On Wed, May 18, 2016 at 08:35:49AM +1000, Dave Chinner wrote:
> On Tue, May 17, 2016 at 04:49:12PM +0200, Peter Zijlstra wrote:
> > On Tue, May 17, 2016 at 09:10:56AM +1000, Dave Chinner wrote:
> >
> > > The reason we don't have lock clases for the ilock is that we aren't
> > > supposed to call memory reclaim with that lock held in exclusive
> > > mode. This is because reclaim can run transactions, and that may
> > > need to flush dirty inodes to make progress. Flushing dirty inode
> > > requires taking the ilock in shared mode.
> > >
> > > In the code path that was reported, we hold the ilock in /shared/
> > > mode with no transaction context (we are doing a read-only
> > > operation). This means we can run transactions in memory reclaim
> > > because a) we can't deadlock on the inode we hold locks on, and b)

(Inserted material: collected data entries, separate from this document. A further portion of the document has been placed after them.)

Issue #238, opened 2015-04-23
Revise all the implicit conversions


vkostyukov:
We might probably want to move them into the corresponding companion objects (if possible) to make the compilation faster for both Finch contributors and Finch users.

vanyacohen:
I'm happy to help make this happen, but I've encountered some trouble identifying offending code. It seemed like every implicit method I found was already in an object (or trait extended by an object). Would you be willing to help me understand what needs to be fixed?

vkostyukov:
@vanyacohen, Travis and I are addressed a lot of conversions in #278, but I'm pretty sure something is left. Otherwise, we can just close this issue.

travisbrown:
Hi @vanyacohen—one example I just noticed by grepping for `implicit def` is `toOptionalRule` in the `request` package object. Right now you have to import the contents of the package object to get it to apply, and then it's just another implicit conversion in scope that the Scala compiler has to consider all the time. If it were in the `ValidationRule` companion object (since it has `ValidationRule` as both source and target), it wouldn't need to be imported and the compiler would only consider it when it needs an implicit conversion to or from `ValidationRule`.

There are probably at least a few other conversions like this still around.

vkostyukov:
Thanks @travisbrown! `ValidationRule` is probably the lowest hanging fruit for this ticket. Once we fix it we can probably close the ticket.

vanyacohen:
Yes, thanks @travisbrown! I'll go ahead and move toOptionalRule to the ValidationRule companion object and look for similar conversions.

PR #276, opened 2015-05-29
Add coproduct routers

travisbrown:
This is an implementation of coproduct routers as discussed in #270, which this pull request supersedes.

I've also rebased and made some version updates (including to Shapeless 2.2.0 final). Still needs a little cleanup and work on documentation and tests, which I should be able to get to tomorrow (I'm on vacation today).

### DIFF
--- a/benchmarks/src/main/scala/io/finch/benchmarks/service/model.scala
+++ b/benchmarks/src/main/scala/io/finch/benchmarks/service/model.scala
@@ -25,7 +25,7 @@ class UserDb {
 
   def all: Future[List[User]] = Future.value(users.synchronized(users.values.toList))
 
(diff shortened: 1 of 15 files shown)


vkostyukov:
This looks awesome! Thank you, @travisbrown!

Please, don't worry about the docs. I have already started a branch so I will update all the docs at once. But we definitely need some tests.

Have a nice vacation!

travisbrown:
I've just moved some things around (in the spirit of #238) and added a test that confirms that you can put together a coproduct router with all of the applicable result types and convert it into a `Endpoint[HttpRequest, HttpResponse]`.

vkostyukov:
Superb! Thanks a lot @travisbrown! I think it's ready to go alive.

PR #277, opened 2015-05-31
Finch client Spike - Do Not Merge

penland365:
This is a quick spike around what I think a `finch-client` could look like, at least for my typical use cases.  It's heavily biased towards a `RESTFul` style.  A small syntax showing useage is in the `README` for the package.  Quick synopsis:

1. Create a Finch request w/ a host and an endpoint (finagle.Path)
2. Make the actual Http request w/ an Http `Verb` => `Get(finchRequest)`
3. `Verb` returns a `String Xor Resource` from `Cats` to handle failures better ( super shallow w/ this right now )
4. A `Resource` is simply and HttpResponse Status like `Ok` parameterized on the response content type => `Ok(twitter.io.Buf)` or a `Ok(String)` or `Ok(argonaut.Json)`
5. Right now I've got two implicit DecodeResource TypeClasses for `String` and `json.Argonaut`.

Thoughts on this style?  Love it?  Hate it?  It needs a lot of work, but this is much closer to what I envision that my partial baked gist I put in gitter and then yanked out on Friday.

### DIFF
--- a/client/README.md
+++ b/client/README.md
@@ -1,0 +1,14 @@
+The `finch-client` module provides an attempt at a finch styled rest-client.
+
+Useage
+------------
+```scala
+val connection = FinchRequest(Connection("api.github.com"), Path("/users/penland365"))
+val resource = for {
+    i <- Get(rReq) // Http Verb is the function to send the request
+    j <- Future.value(i.toList.head) // Get returns a String Xor Resource
+    k <- Future.value(j.as[Json]) // requires a DecodeResource TypeClass
+    l <- Future.value(k.getOrDefault(YourDefaultResourceHere))
+  } yield l
+val = Ok(headerMap, argonaut.Json)
+```
--- a/client/src/main/scala/io/finch/client/DecodeResource.scala
+++ b/client/src/main/scala/io/finch/client/DecodeResource.scala
@@ -1,0 +1,28 @@
+package io.finch
+package client
+
+import argonaut._, Argonaut._
+import com.twitter.io.Buf
+import com.twitter.io.Buf.Utf8
+
+trait DecodeResource[A] {
+  def apply(buf: Buf): A 
+}
+
+object DecodeResource {
+
+  implicit def decodeStringResource: DecodeResource[String] = new DecodeResource[String] {
+    def apply(buf: Buf): String = asString(buf)
+  }
+  
+  implicit def decodeJsonResource: DecodeResource[Json] = new DecodeResource[Json] {
+    def apply(buf: Buf): Json = asString(buf)
+      .parseOption
+      .getOrElse(jEmptyObject)
+  }
+  
+  def asString(buf: Buf): String = Utf8.unapply(buf) match {
+    case Some(x) => x
+    case None    => ""
+  }
+}
--- a/client/src/main/scala/io/finch/client/resources.scala
+++ b/client/src/main/scala/io/finch/client/resources.scala
@@ -1,0 +1,27 @@
+package io.finch
+package client
+
+import com.twitter.finagle.httpx.{HeaderMap, Response}
+import com.twitter.io.Buf
+
+sealed trait Resource[A] { 
+  val headers: HeaderMap
+  val content: A
+  def as[B](implicit ev: A => Buf, d: DecodeResource[B]): Resource[B] = 
+    Ok(headers, d(content))
+}
+
+object Resource {
+  def fromResponse(resp: Response): Resource[Buf] = resp.statusCode match {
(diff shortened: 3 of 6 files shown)


client/src/main/scala/io/finch/client/DecodeResource.scala
```diff
@@ -0,0 +1,28 @@
...
+import com.twitter.io.Buf
+import com.twitter.io.Buf.Utf8
+
+trait DecodeResource[A] {
+  def apply(buf: Buf): A 
+}
+
+object DecodeResource {
+
+  implicit def decodeStringResource: DecodeResource[String] = new DecodeResource[String] {
```
travisbrown: Might as well make these `val`s, no?

client/src/main/scala/io/finch/client/resources.scala
```diff
@@ -0,0 +1,27 @@
+package io.finch
+package client
+
+import com.twitter.finagle.httpx.{HeaderMap, Response}
+import com.twitter.io.Buf
+
+sealed trait Resource[A] { 
+  val headers: HeaderMap
+  val content: A
+  def as[B](implicit ev: A => Buf, d: DecodeResource[B]): Resource[B] =
```
travisbrown: Maybe I don't understand the intended usage yet, but implicit functions make me nervous. Would it be possible to provide this as a `def toBuf(a: A): Buf` on the trait?

client/README.md
```diff
@@ -0,0 +1,14 @@
+The `finch-client` module provides an attempt at a finch styled rest-client.
+
+Useage
```
travisbrown: "Usage" would be more standard.

travisbrown:
I'm just starting to look at this, but I'm not sure about introducing a Cats dependency just for a biased disjunction type. Any reason you don't just fail in the future with some type representing a response failure? Then you could use the standard future failure handling mechanisms.

client/src/main/scala/io/finch/client/DecodeResource.scala
```diff
@@ -0,0 +1,28 @@
...
+    def apply(buf: Buf): String = asString(buf)
+  }
+  
+  implicit def decodeJsonResource: DecodeResource[Json] = new DecodeResource[Json] {
+    def apply(buf: Buf): Json = asString(buf)
```
travisbrown: I think I'd pretty much always prefer an explicit failure (with information about the parse error) to an empty object in the case of bad input.

client/src/main/scala/io/finch/client/DecodeResource.scala
```diff
@@ -0,0 +1,28 @@
...
+      .parseOption
+      .getOrElse(jEmptyObject)
+  }
+  
+  def asString(buf: Buf): String = Utf8.unapply(buf) match {
```
travisbrown: `.getOrElse("")` would be a little clearer, but again if `Utf8.unapply` fails I'd generally want to know it.

penland365:
1. I have no issues removing the right biased disjunction and using a separate type to represent a failure - using `Xor` came from looking at Dispatch and realizing they return a `Future[Either[FailureType, ResultType]]` and trying to play with something similar. 

2. In continuation of 1, I should have been explicit in the failure information - honestly I just forgot about it while I was spiking this.

3. implicit functions make me nervous - the reasoning for them was an attempt at utilizing TypeClasses to handle decoding a [com.io.twitter.Buf](https://github.com/twitter/util/blob/master/util-core/src/main/scala/com/twitter/io/Buf.scala) to some `A`. In my head, that would allow us parameterize a Resource on the ContentType itself. I'm sure there are better ways to do this though - it's just that most implementations of TypeClasses I've seen use implicits.

client/src/main/scala/io/finch/client/DecodeResource.scala
penland365: Agreed

client/src/main/scala/io/finch/client/DecodeResource.scala
penland365: Agreed.

client/src/main/scala/io/finch/client/DecodeResource.scala
penland365: Yes, they should be `val`s.

travisbrown:
The problem with implicit functions is that they can get applied behind your back, just like implicit conversions defined as `def`s (this is why we've got things like the `ToRequest` type class in my last PR—it's isomorphic to a `A => Request`, but you can put one into implicit scope without `A`s being treated as `Request`s everywhere).

PR #278, opened 2015-05-31
Convert value router into an endpoint

vkostyukov:
This is WIP PR.

My goal is to allow converting value routers `RouterN[A]` to endpoints (see test case). The implicit conversion I wrote seems to do the trick, but it's not applied by a compiler by some reason. Still trying to understand what's missing.

@travisbrown, would totally appreciate you help here.


travisbrown:
Taking a look now—thanks for fixing my stupid mistakes!

travisbrown:
A slightly cleaner way to write this would be to use the case directly:

```scala
implicit def routerToEndpoint[R: ToRequest, A](
  router: RouterN[A]
)(implicit
  polyCase: EncodeAll.Case.Aux[A, Service[R, HttpResponse]]
): Endpoint[R, HttpResponse] = router.map(polyCase)
```

Both this and your version work if the router is typed as a `RouterN[String]`:

```scala
val router: Router[String] = Get / "foo" /> "bar"
val e: Endpoint[HttpRequest, HttpResponse] = router
```

But without the intermediate definition it'll try to force the router into the expected type while inferring its type. There are ways to work around this, but I'm in an airport right now, and I'm not sure I'm going to be able to get a solution together before I have to get on this plane.

vkostyukov:
Cool! Please don't worry, I will try to workaround this and will update the PR. Have a safe flight!

travisbrown:
Thanks!

Here's a quick minimized example of the kind of problem we're seeing here:

```scala
scala> implicit def foo(xs: => List[String]): List[Int] = xs.map(_.toInt)
foo: (xs: => List[String])List[Int]

scala> val strings = List("1", "2")
strings: List[String] = List(1, 2)

scala> val ints: List[Int] = strings
ints: List[Int] = List(1, 2)

scala> val ints: List[Int] = List("1", "2")
<console>:8: error: type mismatch;
 found   : String("1")
 required: Int
       val ints: List[Int] = List("1", "2")
                                  ^
<console>:8: error: type mismatch;
 found   : String("2")
 required: Int
       val ints: List[Int] = List("1", "2")
                                       ^
```

I actually can't remember now whether I've found a better solution to this kind of thing than "don't use implicit conversions".

vkostyukov:
I went ahead and refactored the coproduct routers to be implicitly convertible into services, not endpoints. I was hoping that we can reduce the API surface around endpoints since my ultimate goal is to replace them with endpoints discussed in #254. Somehow, it helped to workaround the issue with implicit conversion for value routers. So, this is ready to be reviewed.

travisbrown:
I don't have a strong opinion on the service vs. endpoint question, although I'm wary about more magic happening in implicit conversions. On the topic why this fixes the `valueRouterToX` issue, take the following modification of my example above:

```scala
scala> implicit def foo(xs: List[String]): Set[Int] = xs.map(_.toInt).toSet
foo: (xs: List[String])Set[Int]

scala> val strings = List("1", "2")
strings: List[String] = List(1, 2)

scala> val ints: Set[Int] = strings
ints: Set[Int] = Set(1, 2)

scala> val ints: Set[Int] = List("1", "2")
ints: Set[Int] = Set(1, 2)
```

The last line works (where `List[Int]` as target didn't) because the compiler knows it can't get a `Set` from a `List`, and so it allows `List("1", "2")` to have its type inferred correctly before looking at the implicit conversion. The same thing happens when you make the target `Service` instead of `Endpoint` (which is still just a `RouterN`).

vkostyukov:
Hm.. I see. That's interesting. Thanks for the explanation, Travis!

Re endpoint vs. service. I was thinking about getting the rid of that intermediate step in `Router[Coproduct] => Endpoint[HttpRequset, HttpResponse] => Service[HttpRequest, HttpResponse]` since I don't really see any reason to have that endpoint in the middle. It had some sense before coproduct routers, but now it seems redundant. Basically, the only possible operation (that makes sense) on an HTTP endpoint is to converting it into a service. So, I decided to just remove that step.

Although, I totally agree, that supporting that conversion (i.e., `Router[Coproduct] => Endpoint[HttpRequest, HttpResponse]`) fits very nicely into the current concept: it feels more compatible with the current style. But, I think we should start a new style with coproduct routers and I belive we can safely do that since it's a new feature.

@travisbrown what do you think about this direction?

travisbrown:
I agree that skipping the `Endpoint` step has good arguments in its favor.

One counter-proposal (to play devil's advocate): what about a `toService` method on `Router` that requires implicit evidence that the result can be converted to a Finagle service? We could also provide a `Finch.serve(":8080", api)` helper that would allow serving appropriately-typed routers directly.

vkostyukov:
Hm.. The `toService` method makes sense for me. I also like the idea about `Finch.serve()` but I'm not sure if we'll able to maintain this: as far as I understand we would need to support/duplicate all the `Httpx.withX` methods.

vkostyukov:
From my understanding `toService` API woul look as folllows:

```scala
val api: Service[HttpRequest, HttpResponse] = (
  postUser :+: postTicket :+: getUser :+: getTicket
).toService
```

@travisbrown is it what you had in mind?

travisbrown:
@vkostyukov Right, that's what I was thinking. It'd simplify a lot of the implementation and make the boundary between routers and services a little clearer, and the syntactic cost is pretty small.

vkostyukov:
I'm going to update this PR today to use new `toService` style.

vkostyukov:
I've added the `toService` method and decided to eliminate the `RouterNConversions` trait so everything is in `RouterN` companion object.

travisbrown:
Looks generally good to me, but see my #282 for a slightly different approach that I find a little cleaner (especially on the error message front).

vkostyukov:
@travisbrown do you think we can merge this?

travisbrown:
+1 from me!

PR #282, opened 2015-06-02
Add ToService type class for better error messages

travisbrown:
This is just a proposal, but moving the `toService` method from enrichment classes to `RouterN` itself via a new type class makes it easier to provide nice error messages. Now instead of this:

```scala
scala> case class X(i: Int)
defined class X

scala> (Get / "foo" /> X(100).toFuture).toService
<console>:28: error: could not find implicit value for parameter folder: shapeless.ops.coproduct.Folder.Aux[io.finch.route.RouterN.EncodeAll.type,shapeless.:+:[com.twitter.util.Future[X],shapeless.CNil],com.twitter.finagle.Service[R,io.finch.HttpResponse]]
       (Get / "foo" /> X(100).toFuture).toService
                                        ^
```

The user sees this:

```scala
scala> case class X(i: Int)
defined class X

scala> (Get / "foo" /> X(100).toFuture).toService
<console>:28: error: You can only convert a router into a Finagle service from R to an HttpResponse if R can be
converted into an HttpRequest, and if the result type of the router is one of the following:

  * An HttpResponse
  * A value of a type with an EncodeResponse instance
  * A future of an HttpResponse
  * A future of a value of a type with an EncodeResponse instance
  * A RequestReader that returns a value of a type with an EncodeResponse instance
  * A Finagle service that returns an HttpResponse
  * A Finagle service that returns a value of a type with an EncodeResponse instance
  * A coproduct made up of some combination of the above

com.twitter.util.Future[X] does not satisfy the requirement. You may need to provide an EncodeResponse instance for
com.twitter.util.Future[X] (or for some part of com.twitter.util.Future[X]).

       (Get / "foo" /> X(100).toFuture).toService
                                        ^
```

### DIFF
--- a/core/src/main/scala/io/finch/route/RouterN.scala
+++ b/core/src/main/scala/io/finch/route/RouterN.scala
@@ -28,7 +28,6 @@ import io.finch._
 import io.finch.request._
 import io.finch.response._
 import shapeless._
-import shapeless.ops.coproduct.Folder
 
 /**
  * A router that extracts some value of the type `A` from the given route.
--- a/core/src/main/scala/io/finch/route/RouterN.scala
+++ b/core/src/main/scala/io/finch/route/RouterN.scala
@@ -129,6 +129,11 @@ trait RouterN[+A] { self =>
 
   // A workaround for https://issues.scala-lang.org/browse/SI-1336
   def withFilter(p: A => Boolean): RouterN[A] = self
+
+  /**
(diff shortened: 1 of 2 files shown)


vkostyukov:
Omg. This looks fantastic! I like this approach very much. Thanks, Travis!

vkostyukov:
Merging this.

PR #283, opened 2015-06-02
Change EncodeResponse to treat response body as Array[Byte]

yanana:
Finch's current `EncodeResponse` implementation imposes HTTP response to be a String. This limitation causes binary content to be encoded as a String. Therefore bytes invalid as UTF-8 string might be silently replaced to other bytes (this behaviour is not specified by the language spec. see [here](http://docs.oracle.com/javase/8/docs/api/java/lang/String.html#String-byte:A-java.lang.String-)). To get rid of this unwanted behaviour, I made these changes:

1. Change `EncodeResponse#apply` to return `Array[Byte]` instead of `String`
2. Now set Content-Type header with `contentType=` instead of `setContentType` because the latter method decides the content to be a text and appends `;charset=utf-8` to the header.

**NOTE:** This is a breaking change since it may affect all the user-defined `EncodeResponse`s.

### DIFF
--- a/argonaut/src/main/scala/io/finch/argonaut/package.scala
+++ b/argonaut/src/main/scala/io/finch/argonaut/package.scala
@@ -51,5 +51,5 @@ package object argonaut {
    * @return Create a Finch ''EncodeJson'' from an argonaut ''EncodeJson''
    */
   implicit def encodeArgonaut[A](implicit encode: EncodeJson[A]): EncodeResponse[A] =
-    EncodeResponse("application/json")(encode.encode(_).nospaces)
+    EncodeResponse.fromString[A]("application/json")(encode.encode(_).nospaces)
 }
--- a/core/src/main/scala/io/finch/response/package.scala
+++ b/core/src/main/scala/io/finch/response/package.scala
@@ -27,6 +27,8 @@ package io.finch
 import com.twitter.finagle.Service
 import com.twitter.finagle.httpx.path.Path
 import com.twitter.finagle.httpx.Status
+import com.twitter.io.Buf
+import com.twitter.io.Buf.Utf8
 import com.twitter.util.Future
 
 /**
@@ -151,25 +153,35 @@ package object response {
    * An abstraction that is responsible for encoding the response of type `A`.
    */
   trait EncodeResponse[-A] {
-    def apply(rep: A): String
+    def apply(rep: A): Buf
     def contentType: String
+    def charset: Option[String] = Some("utf-8")
   }
 
   object EncodeResponse {
     /**
      * Convenience method for creating new [[io.finch.response.EncodeResponse EncodeResponse]] instances.
      */
-    def apply[A](ct: String)(fn: A => String): EncodeResponse[A] = new EncodeResponse[A] {
-      def apply(rep: A): String = fn(rep)
-      def contentType: String = ct
-    }
+    def apply[A](ct: String, cs: Option[String] = Some("utf-8"))(fn: A => Buf): EncodeResponse[A] =
+      new EncodeResponse[A] {
+        override def apply(rep: A): Buf = fn(rep)
+        override def contentType: String = ct
+        override def charset: Option[String] = cs
+      }
+
+    /**
+     * Convenience method for creating new [[io.finch.response.EncodeResponse EncodeResponse]] instances
+     * that treat String contents.
+     */
+    def fromString[A](ct: String, cs: Option[String] = Some("utf-8"))(fn: A => String): EncodeResponse[A] =
+      apply(ct, cs)(fn andThen Utf8.apply)
   }
 
   /**
    * An abstraction that is responsible for encoding the response of a generic type.
    */
   trait EncodeAnyResponse {
-    def apply[A](rep: A): String
+    def apply[A](rep: A): Buf
     def contentType: String
   }
 
@@ -179,7 +191,7 @@ package object response {
    */
   implicit def anyToConcreteEncode[A](implicit e: EncodeAnyResponse): EncodeResponse[A] =
     new EncodeResponse[A] {
-      def apply(rep: A): String = e(rep)
+      def apply(rep: A): Buf = e(rep)
       def contentType: String = e.contentType
     }
 
@@ -198,11 +210,11 @@ package object response {
   /**
    * Allows to pass raw strings to a [[ResponseBuilder]].
    */
-  implicit val encodeString: EncodeResponse[String] = EncodeResponse("text/plain")(s => s)
+  implicit val encodeString: EncodeResponse[String] = EncodeResponse.fromString[String]("text/plain")(identity)
 
   /**
-   * Allows to pass `Byte[Array]` to a [[ResponseBuilder]].
+   * Allows to pass `Buf` to a [[ResponseBuilder]].
    */
-  implicit val encodeByteArray: EncodeResponse[Array[Byte]] =
-    EncodeResponse("application/octet-stream") { a => new String(a, "UTF-8") }
+  implicit val encodeBuf: EncodeResponse[Buf] =
+    EncodeResponse("application/octet-stream", None)(identity)
 }
--- a/core/src/test/scala/io/finch/response/ResponseBuilderSpec.scala
+++ b/core/src/test/scala/io/finch/response/ResponseBuilderSpec.scala
@@ -24,6 +24,8 @@
 package io.finch.response
 
 import com.twitter.finagle.httpx.{Status, Cookie}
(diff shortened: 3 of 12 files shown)


core/src/main/scala/io/finch/response/package.scala
```diff
@@ -151,25 +152,28 @@ package object response {
    * An abstraction that is responsible for encoding the response of type `A`.
    */
   trait EncodeResponse[-A] {
-    def apply(rep: A): String
+    def apply(rep: A): Array[Byte]
     def contentType: String
+    def charset: Option[String] = None
```
vkostyukov: Can we promote "UTF-8" as a default charset?

argonaut/src/main/scala/io/finch/argonaut/package.scala
```diff
@@ -51,5 +51,5 @@ package object argonaut {
    * @return Create a Finch ''EncodeJson'' from an argonaut ''EncodeJson''
    */
   implicit def encodeArgonaut[A](implicit encode: EncodeJson[A]): EncodeResponse[A] =
-    EncodeResponse("application/json")(encode.encode(_).nospaces)
+    EncodeResponse("application/json")(encode.encode(_).nospaces.getBytes("UTF-8"))
```
travisbrown: Maybe we could add a `EncodeResponse.fromString("application/json")(whatever)` to clean this up a bit?

core/src/main/scala/io/finch/response/package.scala
```diff
@@ -151,25 +152,28 @@ package object response {
    * An abstraction that is responsible for encoding the response of type `A`.
    */
   trait EncodeResponse[-A] {
-    def apply(rep: A): String
+    def apply(rep: A): Array[Byte]
```
travisbrown: What about using `com.twitter.util.Buf` here (for the immutability, if nothing else)?

core/src/main/scala/io/finch/response/package.scala
yanana: I will. And I'm going to add a documentation that when treating binary contents, charset must be set `None` explicitly.

core/src/main/scala/io/finch/response/package.scala
vkostyukov: I also like the idea of using `Buf` instead of `Array[Byte]`.

yanana: I'll try to use `Buf` instead.

argonaut/src/main/scala/io/finch/argonaut/package.scala
yanana: Is it something like this? 
```scala
def fromString[A](ct: String, cs: Option[String] = Some("UTF-8"))(fn: A => String):  EncodeResponse[A] =
    new EncodeResponse[A] {
      def apply(rep: A): Array[Byte] = fn(rep).getBytes("UTF-8")
      def contentType: String = ct
      override def charset: Option[String] = cs
    }
```

vkostyukov: Perhaps, we don't need to pass charset since it's always "UTF-8" for strings.

core/src/test/scala/io/finch/response/ResponseBuilderSpec.scala
```diff
@@ -1,71 +1,98 @@
-/*
```
vkostyukov: Not sure what happened with this file, but it looks like a problem with either tabs of new lines. @yanana are you on Mac?

argonaut/src/main/scala/io/finch/argonaut/package.scala
yanana: Actually, the `cs` parameter is not considererd to encode bytes into String. The parameter affects only a `Content-Type` header value. Do situations like "I want to return UTF-8 text content, but don't want to set `;charset=utf-8` to `Content-Type` header." exist?

Using `Buf` and omitting `cs` parameter, above code would be:
```scala
def fromString[A](ct: String)(fn: A => String):  EncodeResponse[A] =
    new EncodeResponse[A] {
      def apply(rep: A): Buf = Utf8(fn(rep))
      def contentType: String = ct
      override def charset: Option[String] = Some("UTF-8")
    }
```

core/src/test/scala/io/finch/response/ResponseBuilderSpec.scala
yanana: I'm using Mac. Only the file's line ending was CRLF, but other files seem to have LF ending.

yanana:
Update done!

travisbrown:
This is looking really good to me—thanks, @yanana!

core/src/main/scala/io/finch/response/package.scala
```diff
@@ -151,25 +153,39 @@ package object response {
...
+        def apply(rep: A): Buf = fn(rep)
+        def contentType: String = ct
+        override def charset: Option[String] = cs
+      }
+
+    /**
+     * Convenience method for creating new [[io.finch.response.EncodeResponse EncodeResponse]] instances
+     * that treat String contents.
+     */
+    def fromString[A](ct: String, cs: Option[String] = Some("utf-8"))(fn: A => String): EncodeResponse[A] =
```
vkostyukov: Isn't it possible to this in terms of apply? Like `apply(ct, cs)(a => Utf8(fn(a)))`.

core/src/main/scala/io/finch/response/package.scala
```diff
@@ -151,25 +153,39 @@ package object response {
...
      */
-    def apply[A](ct: String)(fn: A => String): EncodeResponse[A] = new EncodeResponse[A] {
-      def apply(rep: A): String = fn(rep)
-      def contentType: String = ct
-    }
+    def apply[A](ct: String, cs: Option[String] = Some("utf-8"))(fn: A => Buf): EncodeResponse[A] =
+      new EncodeResponse[A] {
+        def apply(rep: A): Buf = fn(rep)
+        def contentType: String = ct
+        override def charset: Option[String] = cs
```
vkostyukov: For consistency, can we either add `override` to all the methods or remove it from `charset`?

core/src/main/scala/io/finch/response/package.scala
```diff
@@ -151,25 +153,39 @@ package object response {
...
+
+    /**
+     * Convenience method for creating new [[io.finch.response.EncodeResponse EncodeResponse]] instances
+     * that treat String contents.
+     */
+    def fromString[A](ct: String, cs: Option[String] = Some("utf-8"))(fn: A => String): EncodeResponse[A] =
+      new EncodeResponse[A] {
+        def apply(rep: A): Buf = Utf8(fn(rep))
+        def contentType: String = ct
+        override def charset: Option[String] = cs
```
vkostyukov: The same question about `override`.

core/src/main/scala/io/finch/response/package.scala
```diff
@@ -198,11 +214,11 @@ package object response {
...
    */
-  implicit val encodeString: EncodeResponse[String] = EncodeResponse("text/plain")(s => s)
+  implicit val encodeString: EncodeResponse[String] = EncodeResponse.fromString("text/plain")(identity)
 
   /**
    * Allows to pass `Byte[Array]` to a [[ResponseBuilder]].
    */
-  implicit val encodeByteArray: EncodeResponse[Array[Byte]] =
-    EncodeResponse("application/octet-stream") { a => new String(a, "UTF-8") }
+  implicit val encodeByteArray: EncodeResponse[Buf] =
```
vkostyukov: `encodeBuf`?

vkostyukov:
This looks pretty solid to me: just a couple of nitpicks. Thanks @yanana!

Could you please also rebase the PR agains master?

core/src/main/scala/io/finch/response/package.scala
yanana: Seems better!

core/src/main/scala/io/finch/response/package.scala
yanana: Though I don't know the reason, removing `override` from `charset` leads to compile error... :octopus:  So I'll add `override` to all methods.

core/src/main/scala/io/finch/response/package.scala
yanana: Fixed. Thanks!

yanana:
OK, rebased!

vkostyukov:
Nice! I'm merging this. Thanks @yanana!

BenWhitehead:
Great contribution @yanana!

PR #284, opened 2015-06-02
Fixed the broken codecov shield

rpless:
Also a good test to see if codecov.io PR commenting is on. We need to opt-in to that feature, so if we don't get a comment, it might not be on.

### DIFF
--- a/README.md
+++ b/README.md
@@ -9,7 +9,7 @@ close as possible to the bare metal Finagle API.
 Badges
 ------
 [![Build Status](https://img.shields.io/travis/finagle/finch/master.svg)](https://travis-ci.org/finagle/finch)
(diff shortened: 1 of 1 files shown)


vkostyukov:
Cool! Why aren't we getting coverage reports already?

rpless:
@vkostyukov Unlike Coveralls, you need to opt-in to PR comments (they're also highly configurable). On the project page (https://codecov.io/github/finagle/finch) there is a features dropdown all the way to the right. Click on the Pull Request Comments Feature and turn it on.

vkostyukov:
Yeah. I've already checked it. Thanks, Ryan!

rpless:
Interesting. I took a look at the one here (https://github.com/rpless/finch/pull/2). Looks like there's ~5 minutes between Travis finishing and comment being posted (obviously not the most scientific way to determine this, but shows there might be a bit of a delay). So we should start seeing them.

PR #285, opened 2015-06-03
Disable code coverage for benchmarks

vkostyukov:
Do I understand this correctly that we don't really need to cover benchmarks?


travisbrown:
It would be nice to have coverage for the logic, but not the benchmark runners. That might take a bit of rearrangement, though.

travisbrown:
Just thinking a little more about this—it would be cool to have tiered coverage reports, where you get information about example projects and benchmarks without having them included in your top-level numbers.

vkostyukov:
I'm abondoning this.

PR #288, opened 2015-06-03
Deprecate finch-jawn (and update docs index)

### LINKED ISSUE #286: Deprecate finch-jawn
We discussed this on Gitter but it doesn't look like it made it into an issue. I agree that it might be a good idea to deprecate finch-jawn in 0.7.0 (it's not really the same kind of library as the others). I would like to experiment with using Jawn as a parser for e.g. finch-argonaut at some point to see if that buys us any performance improvement, but I can create a separate issue for that.

travisbrown:
Fixes #286.


vkostyukov:
Superb! Thanks @travisbrown!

> > > transaction reservations will be able to make progress as we don't
> > > hold any locks it can block on.
> >
> > Just to clarify; I read the above as that we cannot block on recursive
> > shared locks, is this correct?
> >
> > Because we can in fact block on down_read()+down_read() just fine, so if
> > you're assuming that, then something's busted.
>
> The transaction reservation path will run down_read_trylock() on the
> inode, not down_read(). Hence if there are no pending writers, it
> will happily take the lock twice and make progress, otherwise it
> will skip the inode and there's no deadlock. If there's a pending
> writer, then we have another context that is already in a
> transaction context and has already pushed the item, hence it is
> only in the scope of the current push because IO hasn't completed
> yet and removed it from the list.
>
> > Otherwise, I'm not quite reading it right, which is, given the
> > complexity of that stuff, entirely possible.
>
> There's a maze of dark, grue-filled twisty passages here...
OK; I might need a bit more again.
So now the code does something like:
down_read(&i_lock); -- lockdep marks lock as held
kmalloc(GFP_KERNEL); -- lockdep marks held locks as
ENABLED_RECLAIM_FS
--> reclaim()
down_read_trylock(&i_lock); -- lockdep does _NOT_ mark as
USED_IN_RECLAIM_FS
Right?
My 'problem' is that lockdep doesn't consider a trylock for the USED_IN
annotation, so the i_lock class will only get the ENABLED tag but not
get the USED_IN tag, and therefore _should_ not trigger the inversion.
So what exactly is triggering the inversion?